We will use the multi-omics data set provided by the package, in its
largest version: multi_omics_sd
. Let’s inspect its
description in the manual.
We notice that this data set has 162 transcripts and 76 metabolites. For further information on the data set sources and generation, we refer the user to the script multi_omics_sd.R on the GitHub repository of the package.
For the multi-omics network reconstruction carried out in the manuscript we explored 30 automatically generated λ_w and λ_b values and 9 given c values.
We can now build the networks, one per combination of the chosen
hyperparameters, with coglasso()
.
We proceed now to select the most stable, yet sparse network, using
an adaptation to coglasso of StARS (Liu, Roeder
and Wasserman, 2010). The function implementing this adapted version
is stars_coglasso()
.
We display now the selected network using the package
igraph
, reproducing the one displayed in Figure 3 of the
manuscript.
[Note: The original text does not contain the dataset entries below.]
Issue #32, opened 2021-04-08
Allow fan-out over SNS topic


antoineco:
### Problem

Currently, there is no possibility for _multiple_ subscribers to create a notification configuration in the _same_ bucket. AWS rejects the request with the error `Configurations on the same bucket cannot share a common event type.`.

Even if we enforced a mechanism such as allowing multiple subscribers only if they define non-overlapping event types, we would be limited by the feature of the SQS queue, which doesn't allow fanning messages out to multiple consumers.

### Proposal

We could enable an alternative mode of notification delivery where a user could select a **SNS topic** (which must exist) instead of a SQS queue, and the source would then create and subscribe one SQS queue to that topic, for each AWSS3Source instance which uses that mode.

Unlike the current SQS-based mode of delivery, external subscribers would now be able to consume bucket notifications as well (fan out).

### Possible API change

**edit**: API change implemented in triggermesh/triggermesh#269

```yaml
apiVersion: sources.triggermesh.io/v1alpha1
kind: AWSS3Source

# ...

spec:

  # ...

  destination:  # Optional. Default to 'sqs' with managed queue.

    # Only *one* possible choice per AWSS3Source instance:

    sqs:
      queueARN: arn:aws:sqs:us-west-2:123456789012:triggermeshtest  # Optional. Managed by the source if not provided.

    sns:
      topicARN: arn:aws:sns:us-west-2:123456789012:triggermeshtest
```

### External links

- [SNS - Fanout to Amazon SQS queues](https://docs.aws.amazon.com/sns/latest/dg/sns-sqs-as-subscriber.html)

PR #269, opened 2021-11-14
Add nested destination object to Amazon S3 source spec

antoineco:
Implements the API change that is required to enable #32.

From:

```yaml
spec:
  # ...
  queueARN: arn:aws:sqs:us-west-2:123456789012:triggermeshtest  # Optional. Managed by the source if not provided.
```

To:

```yaml
spec:
  # ...
  destination:  # Optional. Default to 'sqs' with managed queue.
    sqs:
      queueARN: arn:aws:sqs:us-west-2:123456789012:triggermeshtest  # Optional. Managed by the source if not provided.
```


pkg/apis/sources/v1alpha1/awss3_types.go
```diff
@@ -65,19 +65,29 @@ type AWSS3SourceSpec struct {
...
-	//
-	// When not provided, a SQS queue for receiving event notifications
-	// from the S3 bucket is automatically created and configured.
+	// The destination of notifications originating from the Amazon S3 bucket.
 	//
-	// +optional
-	QueueARN *apis.ARN `json:"queueARN,omitempty"`
+	// If omitted, a SQS queue is automatically created and associated with
+	// the bucket.
+	Destination *AWSS3SourceDestination `json:"destination,omitempty"`
```
cab105, line 72: Shouldn't the `// +optional` annotation be included here as well?

cab105 (approved):
Save for a minor annotation nit, lgtm.

pkg/apis/sources/v1alpha1/awss3_types.go
antoineco: Nice catch!

Issue #268, opened 2021-11-14
Switch from Event Hubs to Service Bus as event destination for Azure events


antoineco:
### Context

Two of our Azure sources rely on Event Grid to subscribe to events: the _Blob Storage source_ and the _Event Grid source_ itself.

These two currently use **Event Hubs** as event destination (Event Grid _endpoint_), and our Event Hubs adapter picks up from there.

### Proposal

I suggest we switch the default event destination to **Service Bus**.
At the end of the day this should be considered an implementation detail, so why?

 - Service Bus is both cheaper and easier to integrate with. It provides familiar queuing and pub/sub primitives where a message is delivered once to subscribers, then forgotten.

- Event Hubs, on the other end, is similar to Kafka. It is focused on message streaming and data is persisted by default. Clients are expected to deal with partitions, offsets, etc.

I believe Service Bus is simply a better fit for sourcing events into TriggerMesh. Once such event has been consumed and injected into the platform, it is unlikely that someone cares about persisting it into Azure. And if they do, it should be done with intention, so we could maybe offer the choice to keep Event Hubs as an option.

### Possible API change

Current API, for reference: [samples/sources/azureeventgridsource.yaml](https://github.com/triggermesh/triggermesh/blob/e79d151b57c6931083ed9d45c6bcc8095b2b18f4/config/samples/sources/azureeventgridsource.yaml#L32-L34)

In order to make it clear what the endpoint-related settings are, we could introduce a new `endpoint` sub-level to the spec:

```yaml
apiVersion: sources.triggermesh.io/v1alpha1
kind: AzureEventGridSource

# ...

spec:

  # ...

  endpoint:  # Optional. Default to 'serviceBus' with managed queue.

    # Only *one* possible choice per AzureEventGridSource instance:

    serviceBus:
      namespaceID: /subscriptions/[...]/resourceGroups/MyGroup/providers/Microsoft.ServiceBus/namespaces/MyNamespace
      queueName: MyQueue  # Optional. Managed by the source if not provided.

    eventHubs:
      namespaceID: /subscriptions/[...]/resourceGroups/MyGroup/providers/Microsoft.EventHub/namespaces/MyNamespace
      eventHubName: MyHub  # Optional. Managed by the source if not provided.
```

### External links

Pricing
- [Event Hubs](https://azure.microsoft.com/en-us/pricing/details/event-hubs/)
- [Service Bus](https://azure.microsoft.com/en-us/pricing/details/service-bus/)

PR #274, opened 2021-11-15
Add nested endpoint object to spec of Event Grid sources

antoineco:
Implements the API change that is required to enable #268.

From:

```yaml
spec:
  # ...
  eventHubID: /subscriptions/[...]/resourceGroups/MyGroup/providers/Microsoft.EventHub/namespaces/MyNamespace/...
```

To:

```yaml
spec:
  # ...
  endpoint:
    eventHubs:
      namespaceID: /subscriptions/[...]/resourceGroups/MyGroup/providers/Microsoft.EventHub/namespaces/MyNamespace
      eventHubName: MyHub  # Optional. Managed by the source if not provided.
```


pkg/apis/sources/v1alpha1/azureblobstorage_types.go
```diff
@@ -97,7 +88,7 @@ type AzureBlobStorageSourceStatus struct {
 
 	// Resource ID of the Event Hubs instance that is currently receiving
 	// events from the Azure Event Grid subscription.
-	EventHubID *EventHubResourceID `json:"eventHubID,omitempty"`
```
cab105, line 100: Should there be a `+optional` annotation?

pkg/apis/sources/v1alpha1/azureeventgrid_types.go
```diff
@@ -95,7 +106,7 @@ type AzureEventGridSourceStatus struct {
 
 	// Resource ID of the Event Hubs instance that is currently receiving
 	// events from the Azure Event Grid subscription.
-	EventHubID *EventHubResourceID `json:"eventHubID,omitempty"`
```
cab105, line 98: May want to have a `+optional` annotation here as well.

config/300-azureblobstoragesource.yaml
```diff
@@ -110,6 +98,31 @@ spec:
                   # Allowed for completeness, but users should be aware that those events use a different schema from
                   # the other Storage event types.
                   - Microsoft.Storage.BlobInventoryPolicyCompleted
+              endpoint:
+                description: The destination of events subscribed via Event Grid.
+                type: object
+                properties:
+                  eventHubs:
```
cab105, line 105: IIRC, Azure does support multiple event hubs within an eventhub namespace, but given the use case here, shouldn't it be singular?

cab105 (commented):
Left a couple of minor nits. Will hold off on your take with regard to singular/plural form of eventhub usage to bless the change.

pkg/apis/sources/v1alpha1/azureeventgrid_types.go
antoineco: No because this field was _removed_ 🙂 
And if I'm not mistaken the "+optional" convention applies only to Spec fields, because Status fields are read-only from a user's perspective.

cab105: Understood on the status portion. The placement of this comment was with respect to the addition of `AzureResourceID` and not the removal of `EventHubResourceID`.

config/300-azureblobstoragesource.yaml
antoineco: I never know whether this should be singular or plural!

The intended meaning here was `destination: <name of an Azure service>`.
Azure refers to their _service_ as "Event Hubs" (plural). A significant example from their docs

> An Event Hubs namespace is a management container ...
>
> -- https://docs.microsoft.com/en-us/azure/event-hubs/event-hubs-features

They seem to use "an Event Hub" to refer to an instance and not to the _service_.

I didn't have a strong opinion while coming up with this proposal, but now that I think about it, if I change the meaning to `destination: <type of instance>`, I will have to use `serviceBusQueue` and `serviceBusTopic` when I add support for Service Bus. But my original plan was to implement it as:

```yaml
destination:
  serviceBus:
    # stuff related to Service Bus: namespace, queue, topic, ...
```

Anyway, let me know if the intention is more clear after this explanation, and most importantly: whether you think I should revisit my original intention.

cab105: Yeah it does seem like they use `Event Hubs` for the name of the technology and to encompass the namespace, but use `Event Hub` for the specific component. While looking at that, I thought destination was pointing to an instance of the service and not the service name itself.

I see where you're going with it, and it does make sense so I'll retract my objection.

cab105 (approved):

pkg/apis/sources/v1alpha1/azureeventgrid_types.go
antoineco: I realized that only after and edited my comment, sorry for the misunderstanding!

config/300-azureblobstoragesource.yaml
antoineco: To provide more context, the spec of this source is meant to echo the direction I took with the Amazon S3 spec in #269, where `destination` is either `sqs` or `sns` (name of _services_) and the attributes related to the _instances_ within those services are nested (ARN, optional configs, API endpoints, etc.)

As long as things are consistent between specs of different source (current focus is on AWS, Azure and Google Cloud) and feel right for everyone, I'm OK with amending the original proposal.
We are exploring how to evolve the specs anyway, so no harm mentioning it when something feels off. It's still early enough to revisit!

The orientation of the network may vary.
# To create the igraph object from the selected adjacency matrix:
sel_graph <- igraph::graph.adjacency(sel_cg$sel_adj, mode = "undirected")
# Setting some graphical parameters
igraph::V(sel_graph)$label <- NA
igraph::V(sel_graph)$color <- c(rep("#00ccff", 162), rep("#ff9999", 76))
igraph::V(sel_graph)$frame.color <- c(rep("#002060", 162), rep("#800000", 76))
igraph::V(sel_graph)$frame.width <- 2
igraph::V(sel_graph)$size <- 4
igraph::E(sel_graph)$width <- 0.3
# Setting a force-based network layout and removing disconnected nodes from the graph
lo <- igraph::layout_with_fr(sel_graph)
diconnected <- which(igraph::degree(sel_graph) == 0)
sel_graph2 <- igraph::delete.vertices(sel_graph, diconnected)
lo2 <- lo[-diconnected, ]
# Plotting
plot(sel_graph2, layout = lo2)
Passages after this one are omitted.